ENTRIES SHOWN:
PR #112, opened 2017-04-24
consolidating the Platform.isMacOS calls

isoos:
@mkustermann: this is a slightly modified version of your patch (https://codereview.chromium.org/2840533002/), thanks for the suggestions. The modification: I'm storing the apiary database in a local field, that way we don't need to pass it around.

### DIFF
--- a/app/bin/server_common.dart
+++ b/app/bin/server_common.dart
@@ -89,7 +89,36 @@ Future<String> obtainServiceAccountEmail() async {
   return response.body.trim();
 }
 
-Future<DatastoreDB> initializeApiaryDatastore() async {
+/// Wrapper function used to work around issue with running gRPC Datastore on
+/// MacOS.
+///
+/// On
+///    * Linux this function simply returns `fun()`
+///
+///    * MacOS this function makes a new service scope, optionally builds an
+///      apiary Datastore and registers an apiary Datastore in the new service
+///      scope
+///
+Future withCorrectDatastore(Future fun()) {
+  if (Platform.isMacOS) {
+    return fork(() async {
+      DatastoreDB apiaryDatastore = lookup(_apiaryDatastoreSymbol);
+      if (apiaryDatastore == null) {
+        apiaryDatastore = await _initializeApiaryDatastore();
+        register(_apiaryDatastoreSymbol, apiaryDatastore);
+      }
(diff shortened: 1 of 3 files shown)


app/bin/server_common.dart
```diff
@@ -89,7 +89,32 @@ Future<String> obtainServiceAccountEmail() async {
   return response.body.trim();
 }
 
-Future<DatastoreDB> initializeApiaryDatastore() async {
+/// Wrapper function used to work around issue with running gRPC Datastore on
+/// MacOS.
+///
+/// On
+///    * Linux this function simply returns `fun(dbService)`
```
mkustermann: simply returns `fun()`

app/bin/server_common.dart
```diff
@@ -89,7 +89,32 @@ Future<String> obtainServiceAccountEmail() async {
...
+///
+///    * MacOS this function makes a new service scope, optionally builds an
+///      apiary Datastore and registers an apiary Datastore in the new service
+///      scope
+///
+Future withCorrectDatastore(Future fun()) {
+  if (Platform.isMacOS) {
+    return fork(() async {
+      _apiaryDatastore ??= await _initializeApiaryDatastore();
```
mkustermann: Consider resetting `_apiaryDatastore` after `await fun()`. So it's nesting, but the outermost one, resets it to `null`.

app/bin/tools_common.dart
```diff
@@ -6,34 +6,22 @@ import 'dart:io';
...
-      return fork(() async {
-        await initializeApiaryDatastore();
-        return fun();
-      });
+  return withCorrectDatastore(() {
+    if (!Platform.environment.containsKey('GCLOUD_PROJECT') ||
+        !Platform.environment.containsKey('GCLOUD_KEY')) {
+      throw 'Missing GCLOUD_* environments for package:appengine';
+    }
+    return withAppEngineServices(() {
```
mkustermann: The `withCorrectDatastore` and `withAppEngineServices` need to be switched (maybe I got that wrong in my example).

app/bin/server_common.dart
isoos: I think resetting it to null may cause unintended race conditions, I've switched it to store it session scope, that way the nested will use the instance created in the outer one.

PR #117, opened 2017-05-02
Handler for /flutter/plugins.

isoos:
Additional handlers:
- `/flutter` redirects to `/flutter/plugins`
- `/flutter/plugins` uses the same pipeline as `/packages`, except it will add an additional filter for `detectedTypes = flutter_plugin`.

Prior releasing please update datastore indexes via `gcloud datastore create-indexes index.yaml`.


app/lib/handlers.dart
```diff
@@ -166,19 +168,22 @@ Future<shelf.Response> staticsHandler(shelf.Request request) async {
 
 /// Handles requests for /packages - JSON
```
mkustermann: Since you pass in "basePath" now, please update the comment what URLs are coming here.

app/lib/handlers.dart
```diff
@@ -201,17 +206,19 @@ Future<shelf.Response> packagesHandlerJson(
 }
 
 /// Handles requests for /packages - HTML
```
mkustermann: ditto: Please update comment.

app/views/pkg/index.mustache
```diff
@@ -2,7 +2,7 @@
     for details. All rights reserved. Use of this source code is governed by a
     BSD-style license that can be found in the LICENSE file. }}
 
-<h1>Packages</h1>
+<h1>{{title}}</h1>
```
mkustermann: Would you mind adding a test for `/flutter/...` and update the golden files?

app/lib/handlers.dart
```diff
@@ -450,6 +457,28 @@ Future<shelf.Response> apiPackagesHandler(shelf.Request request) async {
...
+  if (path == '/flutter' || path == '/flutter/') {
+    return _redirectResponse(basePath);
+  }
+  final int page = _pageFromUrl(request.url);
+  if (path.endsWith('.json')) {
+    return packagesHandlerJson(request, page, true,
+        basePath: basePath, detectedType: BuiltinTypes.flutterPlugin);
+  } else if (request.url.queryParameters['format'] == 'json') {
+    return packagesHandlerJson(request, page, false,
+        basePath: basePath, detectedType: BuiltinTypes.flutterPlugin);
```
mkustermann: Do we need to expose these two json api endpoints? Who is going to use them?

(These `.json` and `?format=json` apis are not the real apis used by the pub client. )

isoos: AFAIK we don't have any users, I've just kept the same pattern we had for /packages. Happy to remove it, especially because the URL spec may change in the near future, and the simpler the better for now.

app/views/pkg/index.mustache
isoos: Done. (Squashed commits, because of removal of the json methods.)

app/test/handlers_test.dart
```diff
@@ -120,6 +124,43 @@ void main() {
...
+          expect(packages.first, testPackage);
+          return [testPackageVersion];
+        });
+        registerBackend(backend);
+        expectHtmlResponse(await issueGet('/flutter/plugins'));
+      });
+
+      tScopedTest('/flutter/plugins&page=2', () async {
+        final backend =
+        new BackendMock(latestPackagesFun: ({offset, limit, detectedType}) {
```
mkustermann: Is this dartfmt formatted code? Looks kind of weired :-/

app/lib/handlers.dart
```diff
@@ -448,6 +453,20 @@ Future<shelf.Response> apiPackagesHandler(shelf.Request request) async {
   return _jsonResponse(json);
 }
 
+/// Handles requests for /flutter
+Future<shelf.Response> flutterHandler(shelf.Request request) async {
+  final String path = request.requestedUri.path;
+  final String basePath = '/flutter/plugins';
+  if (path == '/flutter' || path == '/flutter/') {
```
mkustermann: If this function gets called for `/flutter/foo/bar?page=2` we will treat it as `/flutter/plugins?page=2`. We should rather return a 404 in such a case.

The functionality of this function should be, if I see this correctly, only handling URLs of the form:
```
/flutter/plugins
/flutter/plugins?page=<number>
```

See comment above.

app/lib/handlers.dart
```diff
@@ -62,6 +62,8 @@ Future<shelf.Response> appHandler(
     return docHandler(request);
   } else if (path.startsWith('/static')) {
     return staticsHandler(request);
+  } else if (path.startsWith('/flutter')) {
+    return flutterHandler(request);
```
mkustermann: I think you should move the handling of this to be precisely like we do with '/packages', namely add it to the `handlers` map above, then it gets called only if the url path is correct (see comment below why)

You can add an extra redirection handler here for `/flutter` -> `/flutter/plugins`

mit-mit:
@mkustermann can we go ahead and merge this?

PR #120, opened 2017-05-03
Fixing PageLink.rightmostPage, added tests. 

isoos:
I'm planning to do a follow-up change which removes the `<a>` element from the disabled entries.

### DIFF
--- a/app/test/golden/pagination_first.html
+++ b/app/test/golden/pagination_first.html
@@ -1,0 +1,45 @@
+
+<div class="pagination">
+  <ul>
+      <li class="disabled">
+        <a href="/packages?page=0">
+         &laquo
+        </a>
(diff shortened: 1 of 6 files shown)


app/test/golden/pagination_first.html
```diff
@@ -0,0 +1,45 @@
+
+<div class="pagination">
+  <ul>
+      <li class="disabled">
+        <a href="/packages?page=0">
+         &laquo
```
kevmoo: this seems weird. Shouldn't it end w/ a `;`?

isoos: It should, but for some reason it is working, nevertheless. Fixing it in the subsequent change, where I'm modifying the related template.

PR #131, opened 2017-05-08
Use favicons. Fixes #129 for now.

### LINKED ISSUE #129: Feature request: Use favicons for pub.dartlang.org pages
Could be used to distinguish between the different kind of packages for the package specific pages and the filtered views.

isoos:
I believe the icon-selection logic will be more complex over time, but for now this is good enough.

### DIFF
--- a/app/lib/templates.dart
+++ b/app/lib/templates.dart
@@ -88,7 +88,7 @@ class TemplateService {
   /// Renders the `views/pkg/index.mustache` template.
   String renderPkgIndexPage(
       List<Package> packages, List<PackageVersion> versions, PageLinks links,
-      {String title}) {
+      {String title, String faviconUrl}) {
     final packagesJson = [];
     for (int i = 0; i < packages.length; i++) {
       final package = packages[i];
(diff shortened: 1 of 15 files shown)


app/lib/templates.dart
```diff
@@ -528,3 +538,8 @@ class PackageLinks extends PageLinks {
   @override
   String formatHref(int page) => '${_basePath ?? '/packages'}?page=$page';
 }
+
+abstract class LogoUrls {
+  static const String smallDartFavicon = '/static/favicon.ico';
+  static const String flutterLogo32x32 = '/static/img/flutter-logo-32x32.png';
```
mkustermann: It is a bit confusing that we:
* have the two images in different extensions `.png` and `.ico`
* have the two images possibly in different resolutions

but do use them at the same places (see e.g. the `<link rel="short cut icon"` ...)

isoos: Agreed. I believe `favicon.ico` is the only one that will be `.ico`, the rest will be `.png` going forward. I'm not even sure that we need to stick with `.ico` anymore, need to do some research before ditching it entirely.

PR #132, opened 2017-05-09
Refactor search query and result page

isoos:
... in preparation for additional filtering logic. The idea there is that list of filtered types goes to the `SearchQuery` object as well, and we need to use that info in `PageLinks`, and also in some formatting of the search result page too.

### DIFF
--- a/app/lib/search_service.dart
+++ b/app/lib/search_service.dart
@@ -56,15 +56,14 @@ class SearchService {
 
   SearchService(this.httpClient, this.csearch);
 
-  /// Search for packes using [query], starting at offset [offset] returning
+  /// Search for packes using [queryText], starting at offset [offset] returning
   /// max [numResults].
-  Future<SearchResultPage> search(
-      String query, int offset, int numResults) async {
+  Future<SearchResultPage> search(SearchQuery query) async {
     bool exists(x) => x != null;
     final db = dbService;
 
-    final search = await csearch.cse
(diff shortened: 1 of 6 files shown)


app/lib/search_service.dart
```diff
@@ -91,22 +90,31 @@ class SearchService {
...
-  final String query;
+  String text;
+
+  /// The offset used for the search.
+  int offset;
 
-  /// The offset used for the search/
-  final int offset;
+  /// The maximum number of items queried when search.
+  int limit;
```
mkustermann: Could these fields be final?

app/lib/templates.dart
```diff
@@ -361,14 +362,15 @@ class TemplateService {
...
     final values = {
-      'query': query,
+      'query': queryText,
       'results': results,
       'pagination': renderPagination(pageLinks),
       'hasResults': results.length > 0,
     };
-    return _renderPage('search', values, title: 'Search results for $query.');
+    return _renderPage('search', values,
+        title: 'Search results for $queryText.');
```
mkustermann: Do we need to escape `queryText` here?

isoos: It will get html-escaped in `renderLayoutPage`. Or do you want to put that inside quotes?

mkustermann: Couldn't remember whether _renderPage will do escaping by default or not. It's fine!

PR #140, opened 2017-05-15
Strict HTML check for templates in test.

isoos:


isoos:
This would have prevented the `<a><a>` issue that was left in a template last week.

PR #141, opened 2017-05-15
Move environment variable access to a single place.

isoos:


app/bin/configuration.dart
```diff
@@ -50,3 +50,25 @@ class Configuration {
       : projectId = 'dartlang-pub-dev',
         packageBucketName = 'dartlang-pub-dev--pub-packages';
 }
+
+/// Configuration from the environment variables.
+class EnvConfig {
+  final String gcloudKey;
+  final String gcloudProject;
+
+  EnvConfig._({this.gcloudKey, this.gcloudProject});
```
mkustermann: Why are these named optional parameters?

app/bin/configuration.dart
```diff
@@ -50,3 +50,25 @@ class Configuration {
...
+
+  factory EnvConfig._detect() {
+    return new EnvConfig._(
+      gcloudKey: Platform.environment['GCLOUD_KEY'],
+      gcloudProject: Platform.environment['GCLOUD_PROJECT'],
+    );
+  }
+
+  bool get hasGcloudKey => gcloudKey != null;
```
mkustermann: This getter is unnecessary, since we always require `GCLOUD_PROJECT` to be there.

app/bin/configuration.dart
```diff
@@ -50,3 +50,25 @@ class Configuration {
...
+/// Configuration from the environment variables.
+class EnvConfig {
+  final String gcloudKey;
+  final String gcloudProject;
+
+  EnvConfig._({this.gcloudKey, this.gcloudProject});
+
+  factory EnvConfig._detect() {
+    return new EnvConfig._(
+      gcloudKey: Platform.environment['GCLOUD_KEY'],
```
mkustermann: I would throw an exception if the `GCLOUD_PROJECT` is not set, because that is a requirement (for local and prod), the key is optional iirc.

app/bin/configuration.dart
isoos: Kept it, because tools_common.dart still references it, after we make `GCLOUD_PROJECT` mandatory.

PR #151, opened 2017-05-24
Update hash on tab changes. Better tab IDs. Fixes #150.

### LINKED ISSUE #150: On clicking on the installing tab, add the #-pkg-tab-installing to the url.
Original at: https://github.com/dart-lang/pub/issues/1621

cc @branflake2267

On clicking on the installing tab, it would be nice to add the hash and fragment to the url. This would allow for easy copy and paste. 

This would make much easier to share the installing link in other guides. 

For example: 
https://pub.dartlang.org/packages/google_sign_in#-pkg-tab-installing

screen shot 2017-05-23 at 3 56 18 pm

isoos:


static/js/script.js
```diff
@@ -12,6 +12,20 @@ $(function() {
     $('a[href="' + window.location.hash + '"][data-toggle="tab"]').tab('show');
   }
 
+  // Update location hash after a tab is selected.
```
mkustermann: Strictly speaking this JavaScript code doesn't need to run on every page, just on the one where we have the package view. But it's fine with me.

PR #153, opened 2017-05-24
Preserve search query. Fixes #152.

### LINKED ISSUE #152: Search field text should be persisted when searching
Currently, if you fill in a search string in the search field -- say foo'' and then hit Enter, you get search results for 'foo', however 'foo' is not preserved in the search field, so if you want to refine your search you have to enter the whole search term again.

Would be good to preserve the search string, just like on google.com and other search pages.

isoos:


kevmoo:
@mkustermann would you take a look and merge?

TASK DESCRIPTION: Retype exactly, and only, the lines above from the one where "Could be used" occurs up to and including the one where "but do use them" occurs.

TASK OUTPUT:
Could be used to distinguish between the different kind of packages for the package specific pages and the filtered views.

isoos:
I believe the icon-selection logic will be more complex over time, but for now this is good enough.

### DIFF
--- a/app/lib/templates.dart
+++ b/app/lib/templates.dart
@@ -88,7 +88,7 @@ class TemplateService {
   /// Renders the `views/pkg/index.mustache` template.
   String renderPkgIndexPage(
       List<Package> packages, List<PackageVersion> versions, PageLinks links,
-      {String title}) {
+      {String title, String faviconUrl}) {
     final packagesJson = [];
     for (int i = 0; i < packages.length; i++) {
       final package = packages[i];
(diff shortened: 1 of 15 files shown)


app/lib/templates.dart
```diff
@@ -528,3 +538,8 @@ class PackageLinks extends PageLinks {
   @override
   String formatHref(int page) => '${_basePath ?? '/packages'}?page=$page';
 }
+
+abstract class LogoUrls {
+  static const String smallDartFavicon = '/static/favicon.ico';
+  static const String flutterLogo32x32 = '/static/img/flutter-logo-32x32.png';
```
mkustermann: It is a bit confusing that we:
* have the two images in different extensions `.png` and `.ico`
* have the two images possibly in different resolutions

but do use them at the same places (see e.g. the `<link rel="short cut icon"` ...)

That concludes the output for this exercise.